Da questo grumo di esistenze si dipartono altri fili, altre vite. Contadini, operai, esuli, medici, militanti del Prt (il partito comunista argentino), disertori, desaparecidos, poeti: eccoli, gli attori che brulicano in questo teatro gorgogliante di memoria; che animano storie piene di fragilità e tragedie, di abbandoni e fughe, di segreti e scomparse, nel segno dell’alienazione (familiare, del lavoro), della ferocia del potere, della solitudine, della sconfitta. Storie che dalla Sicilia delle miniere volano fino all’Argentina di Videla e della contestazione, per poi ricominciare in Italia, giungere alla Roma dei giorni nostri, fino a ritornare là dove tutto è cominciato, come a suggello di un congegno narrativo di precisione. Un teatro, questo allestito da Orecchio, ove ancora una volta recitano, come già in Città distrutte, personaggi che davanti alla Storia escono irrisolti, umiliati, offesi. E che qui affiorano tra le pieghe di una narrazione ribollente di stati e luoghi, di sogni e incontri, di libri e segni: un vero e proprio labirinto di cose viste, sentite, dette, fatte, pensate.

Un amalgama che si scioglie in una lingua realissima e al tempo stesso visionaria, che affabula e stordisce, che procede per accumuli, fino a diventare un fiume in piena sul punto di straripare; una Il rovescio e il diritto lingua dove un luogo, una condizione, uno stato d’animo, persino un gioco dialettale (il riferimento è soprattutto al siciliano) possono rivelare un destino, mostrare una vita quale veramente è, o è stata, o non è stata. E viene in mente il Sebald di Austerlitz, la sua graffiante sapienza evocativa: laddove una strada, un volto, un oggetto, una fotografia restituiscono vite perdute, violentate, non vissute; peraltro instillando nel lettore una sottile angoscia.

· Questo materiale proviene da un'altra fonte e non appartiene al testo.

PR #1576, opened 2022-08-04
fix: do not panic on aws provider init

moadibfr:
| Q                 | A
| ----------------- | ---
| 🐛 Bug fix?       | yes
| 🚀 New feature?   | no
| ⚠ Deprecations?   | no
| ❌ BC Break       | no
| 🔗 Related issues | #...
| ❓ Documentation  | no 

## Description

Remove the must so we do not panic on aws session creation and forward the error.

### DIFF
--- a/enumeration/remote/aws/provider.go
+++ b/enumeration/remote/aws/provider.go
@@ -63,9 +63,14 @@ func NewAWSTerraformProvider(version string, progress enumeration.ProgressCounte
 	if err != nil {
 		return nil, err
 	}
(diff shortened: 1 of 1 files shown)


eliecharra (dismissed):
Good move 👍🏻 Did you also tested the driftctl behavior with this change ?

craigfurman (approved):

moadibfr:
> Good move 👍🏻 Did you also tested the driftctl behavior with this change ?

yeah there should already be an explicit test that you added. But anyway if it's not handled it will just bubble up to the command error printing so it might still be better than a panic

Nel romanzo di Orecchio – pur davanti ai soprusi della Storia e del potere, mentre “l’ideologia è disarmata dal camaleontismo del mondo», e come dinanzi ad un dio capriccioso che sembra nascondersi – si avverte invece una condizione diversa, come uno stato di grazia: “un’immagine munita di volo, visione che tira la zattera sulla superficie dell’acqua così che galleggi su correnti poetiche”, un’immagine liberata dalla penna di una poetessa (è Matilde Famularo, uno dei personaggi- chiave, che abbraccia anche la guerriglia del Prt, trovandovi la morte). E così, un’immagine dopo l’altra, ecco “gli Stati di grazia, dove cominciano ad affiorare gli scomparsi: gente sparita da mesi torna a farsi vedere e i testimoni assistono al ricomporsi delle fattezze (come una sagoma che sorge dal buio, come un essere che si manifesti dal nulla ma per gradi”. Donne e uomini spogliati del loro esistere, della loro vita, ne ritornano in possesso: come a riconsegnare, a quella vita, la propria essenza; come a mutarla, quella vita, finalmente in se stessa.

“Se i morti sono, dice Pirandello, ‘i pensionati della memoria’, gli scomparsi ne sono gli stipendiati: di un più ingente e lungo tributo di memoria”, si legge in quel prezioso pamphlet che è La scomparsa di Majorana, di Leonardo Sciascia. E Davide Orecchio – che con Stati di grazia ambisce a raccontare l’avventura umana, seguendo l’alveo (insidioso e fecondo) della militanza della memoria – a quello stesso stipendio probabilmente ha pensato. Tanto più che a Matilde Famularo fa dire: “Quando scrivo, io sono. Nell’avere scritto, io sono stato. Ho esercitato il mio diritto di esistere, incidendo una tacca di me nel libro del mondo”».